- mermericoModeratorDecember 11, 2017 at 7:35 amPost count: 10
Ivan frequently says that ALUs are 10% of the cost of a modern CPU in terms of die and power. I’m trying to get more information about this and square it with other pieces of information from the industry. Is this quote for a 64 bit wide ALU or a modern 256-512 bit ALU? If it’s the former, then does this scale linearly with bits, such that a 512 bit ALU takes up ~50% of the power and area? This would explain why other companies seem to go to great lengths to share ALUs- either by SMT (IBM Power, Intel, AMD Zen) or between two physical cores (AMD Bulldozer family).
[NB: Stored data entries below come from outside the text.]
PR #427, opened 2026-09-11
lemp14: External overview, internal overview, & repairs

jacobgkau:
This adds the external overview, internal overview, and repairs pages for the Lemur Pro 14 (lemp14).


src/content/docs/models/lemp14/specs.md
leviport: I just noticed the refresh rate here. It should be 165Hz for the 16" display. Guess I missed it in the initial specs PR.

src/content/docs/models/lemp14/external-overview.mdx
```diff
@@ -0,0 +1,133 @@
...
+|Key                       |Shortcut|Action                             |
+|--------------------------|--------|-----------------------------------|
+|![Fn-F4](./img/fn-f4.png) |Fn+F4   |Cycle keyboard backlight brightness|
+
+### 16" model (lemp14-b) only:
+
+|Key                            |Shortcut|Action                             |
+|-------------------------------|--------|-----------------------------------|
+|![Fn-*](./img/fn-star.png) |Fn+*    |Toggle keyboard backlight       |
+|![Fn-/](./img/fn-slash.png)|Fn+/    |Cycle keyboard color            |
```
leviport: lemp14-b's keyboard is just a single color, and this legend is not printed

leviport (changes requested):
Just a couple small things, but otherwise looks great!

src/content/docs/models/lemp14/external-overview.mdx
jacobgkau: I see, single-color but still uses numpad controls instead of a single key like the 14". I'll correct it.

leviport (approved):

PR #429, opened 2026-09-18
Update fn-star keyboard backlight symbol for many models

leviport:
I noticed the fn-star icon was incorrect on lemp14-b after I reviewed it. Then I poked around on a bunch of other models with the Fn + keypad * hotkey and realized that they were incorrect as well.

Going all the back to darp5 and darp6, the Fn + * symbol has been the circle with a horizontal line and "ray" dashes above it. The keyboard icon with "ray" dashes came from Fn + F4 on the tenkeyless keyboards, and must have been used for the fn-star icon by mistake.

This PR changes out the `fn-star.png` (and one `fn-star.webp` for oryp13) from the keyboard icon to the circle icon. There were a number that were already correct, so I left them untouched (oryp11 and oryp12, for example).


jacobgkau:
I think the reason the incorrect icon started being used was because we originally didn't have an image file for the correct one (or I made an assumption we didn't, at least). I actually went to check the lemp14's upstream manufacturer manual while working on that section (since it has both shortcuts on one page), but it seemed like they weren't including the keyboard legends in those manufacturer manuals anymore. I didn't realize we had the correct file to pull from any of our own older sections.

jacobgkau (approved):
Looks good when previewing these changes. I can't verify the accuracy of some of the older ones since older models didn't have a clear keyboard photo included, but the icon with the power symbol is definitely the norm for our numpad-including keyboards.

It would also explain why Intel has to clock down its processors and ~doubles its power consumption whenever it use AVX-512.
An alternative explanation is that ALUs take up a small part of the power and area in these systems, but the wide registers needed to feed these ALUs take up a large chunk of power and area, and that Mill machines will be able to get around this.
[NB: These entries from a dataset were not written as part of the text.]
PR #149, opened 2026-07-31
fix(webui): mark session cookie Secure and SameSite=Lax

### LINKED ISSUE #146: fix(webui): session cookie is never marked Secure and sets no SameSite, leaving the session token exposed on cleartext HTTP and to CSRF
## Problem

`internal/webui/middleware/session.go:20-30` hardcodes the cookie options:

```go
store.Options(sessions.Options{
    Path:     "/",
    MaxAge:   86400 * 7, // 7 days
    HttpOnly: true,
    Secure:   false, // Set to true in production with HTTPS
    SameSite: 0,     // Default SameSite behavior
})
```

`Secure: false` and `SameSite: 0` (`http.SameSiteDefaultMode`, which emits no attribute at
all) are literal constants. The only configurable input to this middleware is the signing
secret (`internal/webui/router.go:141`, from `NOTIFICATOR_SESSION_SECRET`). Searching the
repo — including `charts/` and `docker-compose.yml` — for any toggle
(`COOKIE_SECURE`, `secure_cookie`, `force_https`, …) returns nothing: **a TLS deployment
has no way to turn `Secure` on short of patching the source.** `openwiki/webui.md:113`
already records this as a known gap.

This matters more than usual because of what the cookie carries. `cookie.NewStore` is
given a single key, so `securecookie` gets a hash key and no block key — the cookie is
gob-encoded, HMAC-signed and base64-encoded, but **not encrypted**. Its payload includes
`session_id`, the live backend session token used to authenticate every gRPC call
(`internal/webui/handlers/handlers.go:125-150`, `oauth_handlers.go:124-146`), valid for 7
days. Anyone who can read the cookie bytes has a usable credential, not opaque signed data.

Two concrete consequences:

**1. Cleartext capture.** Behind a TLS ingress that redirects `http://` → `https://`, the
browser still attaches the cookie to that first plaintext request; the redirect arrives
afterwards. A user typing the host without a scheme, or any http link to the app, leaks a
7-day session token to anyone on the path.

**2. CSRF.** There is no CSRF token, no CSRF middleware and no Origin/Referer check
anywhere in the codebase (repo-wide search for `csrf` returns only the OAuth `state` log
label at `oauth_handlers.go:95`). Authentication is cookie-only
(`middleware/auth.go:21-52`). Handlers bind with `c.ShouldBindJSON`
(e.g. `internal/webui/handlers/silence_handlers.go:502`), which decodes the body as JSON
**regardless of Content-Type** — so a cross-site `<form enctype="text/plain">` whose field
name/value are crafted to serialise as valid JSON reaches the handler as a normal request.
With no `SameSite` attribute set, the browser applies its own default: Chrome uses Lax and
blocks it, but Firefox and Safari send the cookie on a top-level cross-site form POST.

A Firefox or Safari user who loads an attacker page while logged in can therefore be made
to `POST /api/v1/dashboard/silences` (silence production alerts across every configured
Alertmanager), `POST /api/v1/dashboard/bulk-action`, `POST /api/v1/dashboard/hidden-alerts`,
or `POST /api/v1/dashboard/sentry-token`, with no interaction beyond page load.

Related, same credential: `internal/webui/services/sentry_service.go:186` writes the full
session ID to the application log —
`log.Printf("Getting authentication for user %s with session %s", userID, sessionID)` —
putting a live 7-day token into whatever log pipeline the cluster ships to, which is
usually readable by more people than the database is.

## Impact

Session hijacking of any Notificator user for up to 7 days (the session's full lifetime)
from a passive network position on any plaintext request, or from log access. Plus
untrusted cross-site control of alert silencing for Firefox/Safari users — the worst
possible outcome for an alerting console, since silenced alerts fail quietly.

## Proposed approach

1. `internal/webui/middleware/session.go` — set `SameSite: http.SameSiteLaxMode`
   unconditionally (Lax keeps normal top-level GET navigation and the OAuth redirect
   working while killing cross-site POST), and drive `Secure` from an env var, defaulting
   to on unless explicitly disabled for local HTTP development, e.g.
   `NOTIFICATOR_COOKIE_SECURE` (default `true`, set `false` in `docker-compose.yml`).
   Thread it through `SessionMiddleware(secret string, secure bool)` from `router.go:141`.
2. `internal/webui/services/sentry_service.go:186` — drop `sessionID` from the log line.
3. Document the new variable alongside `NOTIFICATOR_SESSION_SECRET` in
   `openwiki/configuration.md`, and update the known-gap note in `openwiki/webui.md:113`.

A CSRF token scheme is deliberately out of scope here: `SameSite=Lax` closes the practical
attack for every current browser at one line, and can be followed up with an Origin check
on state-changing routes if wanted later.

## Acceptance criteria

- [ ] With default settings, the `notificator-session` cookie is served with both
      `Secure` and `SameSite=Lax` (verify in browser devtools or via
      `curl -sI` on the login response).
- [ ] `NOTIFICATOR_COOKIE_SECURE=false` restores the current behaviour so plain-HTTP local
      dev and `docker-compose up` still work; `docker-compose.yml` sets it.
- [ ] Login, logout and the full OAuth login round-trip still work with `SameSite=Lax`
      (the provider callback is a top-level GET, so it must survive).
- [ ] A cross-site auto-submitting `<form enctype="text/plain" method="POST">` targeting
      `/api/v1/dashboard/silences` no longer creates a silence in Firefox.
- [ ] No log line anywhere prints a session ID (grep `session %s`).
- [ ] `openwiki/configuration.md` documents the variable; the stale "patch for HTTPS" note
      in `openwiki/webui.md` is updated.

SoulKyu:
## Summary
- `internal/webui/middleware/session.go` — `SessionMiddleware` now takes a `secure bool` and always sets `SameSite: http.SameSiteLaxMode` (was `SameSite: 0`, i.e. no attribute at all).
- `internal/webui/router.go` — reads `NOTIFICATOR_COOKIE_SECURE` (default `true`, `false` disables it for plain-HTTP local dev) and passes it through.
- `docker-compose.yml` / `.env.example` — document and set `NOTIFICATOR_COOKIE_SECURE=false` for the bundled dev stack.
- `internal/webui/services/sentry_service.go` — drop the session ID from a log line that put a live 7-day credential into the log pipeline.
- `openwiki/configuration.md` / `openwiki/webui.md` — document the new variable and remove the stale "patch for HTTPS" gap note.

## Why
The cookie carries the raw backend session token (gRPC auth) for 7 days, gob-encoded and HMAC-signed but not encrypted. With `Secure: false` hardcoded, that token rides along on any plaintext HTTP request even behind a TLS-terminating ingress (the pre-redirect request still carries it). With no `SameSite` attribute, Firefox/Safari send the cookie on a cross-site top-level form POST, and every dashboard handler binds via `ShouldBindJSON` regardless of `Content-Type`, so a `<form enctype="text/plain">` on an attacker page could silence alerts, run bulk actions, etc. `SameSite=Lax` closes that without touching normal navigation or the OAuth callback (a top-level GET).

## Test plan
- [x] `go build ./...`
- [x] `go test ./internal/webui/...` (152 passed)
- [ ] Manual: verify `Secure`/`SameSite=Lax` on the login response and confirm OAuth round-trip + cross-site form POST is blocked in Firefox

Closes #146

### DIFF
--- a/internal/webui/middleware/session.go
+++ b/internal/webui/middleware/session.go
@@ -1,6 +1,7 @@
 package middleware
 
 import (
+	"net/http"
 	"time"
 
 	"github.com/gin-contrib/sessions"
@@ -17,14 +18,14 @@ const (
 	ImpersonationStartedAt    = "impersonation_started_at"
 )
 
-func SessionMiddleware(secret string) gin.HandlerFunc {
+func SessionMiddleware(secret string, secure bool) gin.HandlerFunc {
 	store := cookie.NewStore([]byte(secret))
 	store.Options(sessions.Options{
 		Path:     "/",
 		MaxAge:   86400 * 7, // 7 days
 		HttpOnly: true,
-		Secure:   false, // Set to true in production with HTTPS
-		SameSite: 0,     // Default SameSite behavior
+		Secure:   secure,
+		SameSite: http.SameSiteLaxMode,
 	})
 	return sessions.Sessions(SessionName, store)
 }
--- a/internal/webui/middleware/session.go
+++ b/internal/webui/middleware/session.go
@@ -9,7 +9,7 @@ import (
 	"github.com/gin-gonic/gin"
 )
 
-const SessionName = "notificator-session"
+const SessionName = "notificator-session-v2"
 
 // Impersonation session keys
 const (
--- a/.env.example
+++ b/.env.example
@@ -4,6 +4,10 @@
 # Generate with: openssl rand -hex 32
 NOTIFICATOR_SESSION_SECRET=your-64-character-hex-secret-here
 
+# Marks the session cookie Secure (HTTPS-only). Defaults to true - set to false only
+# for plain-HTTP local development (docker-compose.yml already does this for you).
+NOTIFICATOR_COOKIE_SECURE=true
+
 # Encryption key for Sentry personal tokens at rest (REQUIRED - backend refuses to start without it)
 # Generate with: openssl rand -hex 32
 NOTIFICATOR_ENCRYPTION_KEY=your-64-character-hex-secret-here
--- a/docker-compose.yml
+++ b/docker-compose.yml
@@ -136,6 +136,8 @@ services:
       - NOTIFICATOR_SENTRY_GLOBAL_TOKEN=""
       # Session persistence (generate with: openssl rand -hex 32)
       - NOTIFICATOR_SESSION_SECRET=${NOTIFICATOR_SESSION_SECRET:-}
+      # Plain-HTTP local dev - disable the Secure cookie flag (defaults to true)
+      - NOTIFICATOR_COOKIE_SECURE=false
 
     depends_on:
       backend:
--- a/internal/webui/middleware/session_test.go
+++ b/internal/webui/middleware/session_test.go
@@ -1,0 +1,53 @@
+package middleware
+
+import (
+	"net/http"
+	"net/http/httptest"
+	"strings"
+	"testing"
+
+	"github.com/gin-gonic/gin"
+)
+
+func TestSessionMiddlewareCookieAttributes(t *testing.T) {
+	tests := []struct {
+		name       string
+		secure     bool
+		wantSecure bool
+	}{
+		{name: "secure enabled", secure: true, wantSecure: true},
+		{name: "secure disabled", secure: false, wantSecure: false},
+	}
+
+	for _, tt := range tests {
+		t.Run(tt.name, func(t *testing.T) {
+			gin.SetMode(gin.TestMode)
+			router := gin.New()
+			router.Use(SessionMiddleware("test-secret", tt.secure))
+			router.GET("/set", func(c *gin.Context) {
+				if err := SetSessionValue(c, "user_id", "1"); err != nil {
+					c.String(http.StatusInternalServerError, err.Error())
+					return
+				}
+				c.String(http.StatusOK, "ok")
+			})
+
+			req := httptest.NewRequest(http.MethodGet, "/set", nil)
+			rec := httptest.NewRecorder()
+			router.ServeHTTP(rec, req)
+
+			setCookie := rec.Header().Get("Set-Cookie")
+			if setCookie == "" {
+				t.Fatalf("expected Set-Cookie header, got none")
+			}
+
+			if got := strings.Contains(setCookie, "Secure"); got != tt.wantSecure {
+				t.Errorf("Secure attribute presence = %v, want %v (Set-Cookie: %s)", got, tt.wantSecure, setCookie)
+			}
+
+			if !strings.Contains(setCookie, "SameSite=Lax") {
+				t.Errorf("expected SameSite=Lax in Set-Cookie, got: %s", setCookie)
+			}
+		})
+	}
+}
--- a/internal/webui/router.go
+++ b/internal/webui/router.go
@@ -128,6 +128,12 @@ func SetupRouter(backendAddress string) *gin.Engine {
 		log.Println("✅ Using configured session secret from NOTIFICATOR_SESSION_SECRET")
 	}
 
+	// Cookie Secure flag - on by default, disable for plain-HTTP local dev
+	cookieSecure := os.Getenv("NOTIFICATOR_COOKIE_SECURE") != "false"
+	if !cookieSecure {
+		log.Println("⚠️  NOTIFICATOR_COOKIE_SECURE=false - session cookie will NOT be marked Secure")
+	}
+
 	// Middleware
 	r.Use(middleware.CORSMiddleware())
 	r.Use(middleware.LoggingMiddleware())
@@ -138,7 +144,7 @@ func SetupRouter(backendAddress string) *gin.Engine {
 	r.Use(gzip.Gzip(gzip.DefaultCompression,
 		gzip.WithExcludedPaths([]string{"/api/v1/dashboard/stream"}),
 		gzip.WithExcludedExtensions([]string{".png", ".jpg", ".jpeg", ".gif", ".ico", ".mp3", ".woff", ".woff2"})))
-	r.Use(middleware.SessionMiddleware(sessionSecret))
+	r.Use(middleware.SessionMiddleware(sessionSecret, cookieSecure))
 
 	// Static files - handle both development and container environments
 	var staticPath string
--- a/internal/webui/services/sentry_service.go
+++ b/internal/webui/services/sentry_service.go
@@ -194,7 +194,7 @@ func (s *SentryService) GetSentryDataForAlert(alert *models.Alert, userID, sessi
 
 // getAuthForUser determines the best authentication method for a user
 func (s *SentryService) getAuthForUser(userID, sessionID string) SentryAuthResult {
-	log.Printf("Getting authentication for user %s with session %s", userID, sessionID)
+	log.Printf("Getting authentication for user %s", userID)
 	
 	// Try to get user's personal token from backend
 	if s.backendClient != nil && s.backendClient.IsConnected() {
--- a/openwiki/configuration.md
+++ b/openwiki/configuration.md
@@ -88,3 +88,8 @@ enriches alerts from Sentry issue URLs found in annotations/labels.
 `NOTIFICATOR_SESSION_SECRET` (documented in `.env.example`, generate with `openssl rand -hex 32`)
 signs the WebUI session cookie. If unset, the WebUI uses a **random per-process secret**, so
 sessions don't survive a restart (see [webui](webui.md#auth)).
+
+`NOTIFICATOR_COOKIE_SECURE` controls the cookie's `Secure` flag — defaults to `true` (HTTPS
+only). Set to `false` only for plain-HTTP local development; `docker-compose.yml` already sets
+it for the bundled dev stack. The cookie's `SameSite` attribute is always `Lax` and is not
+configurable.
--- a/openwiki/webui.md
+++ b/openwiki/webui.md
@@ -23,8 +23,8 @@ Middleware order (`router.go:130-134`): `CORSMiddleware` → `LoggingMiddleware`
 - **Session store:** `gin-contrib/sessions` cookie store, secret from
   `NOTIFICATOR_SESSION_SECRET` or a **per-process random fallback** — the fallback means
   sessions don't survive a restart (logged as a warning). Cookie `notificator-session`,
-  7-day, `HttpOnly: true`, **`Secure: false` hardcoded** (`middleware/session.go`) — must be
-  fixed for HTTPS-only production.
+  7-day, `HttpOnly: true`, `Secure` (default `true`, `NOTIFICATOR_COOKIE_SECURE=false` for
+  plain-HTTP dev) and `SameSite=Lax` (`middleware/session.go`).
 - The cookie holds only an opaque `session_id` (+ cached user fields); validity is always
   re-checked against the backend via `ValidateSession` **on every request** — no local TTL
   cache, so backend load scales 1:1 with UI traffic. `middleware/auth.go` distinguishes a
@@ -122,7 +122,6 @@ Edit the `.templ`, then run `make webui-templates` (`templ generate`). Tailwind 
 - **`profile_handlers.go` `UpdateTimezone`** calls `c.MustGet("db").(*gorm.DB)`, but no
   middleware ever sets `"db"` on the gin context — the route (`PUT /profile/timezone`) will
   **panic** (surfaced as a 500). Leftover direct-DB code in an otherwise all-gRPC UI.
-- **`middleware/session.go` `Secure: false`** is hardcoded — patch for HTTPS.
 - **`middleware/cors.go`** sets `AllowOrigins: ["*"]` with `AllowCredentials: true`, which the
   Fetch spec disallows together — verify real browser behavior before relying on cross-origin
   cookies.


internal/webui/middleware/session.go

Which view is closer to the truth?
- Ivan GodardKeymasterDecember 12, 2017 at 11:35 amPost count: 689
I had to ask the hardware guys about this (IANAHG). They say:
For add/subtract, the power increase with element size N bits is roughly proportional to N*log3(N).
For shift/rotate, N*log2(N).
For multiply, N*N (or N*N/4 with a Booth first stage).
Power increases linearly with number of elements.
These are only very rough, order of magnitude accuracy power terms, meant to give an intuitive feel.
AVX-512 contains not only ALUs, but shifters and multipliers as well. When the multipliers kick in is when the lights dim.
The big power win on the Mill is in getting rid of all the OOO machinery and the huge number of registers.
The configuration machinery separately specifies the number of ALUs, multipliers, and divide/sqrt units so configurations can be tuned to workload and the power/performance trade-off.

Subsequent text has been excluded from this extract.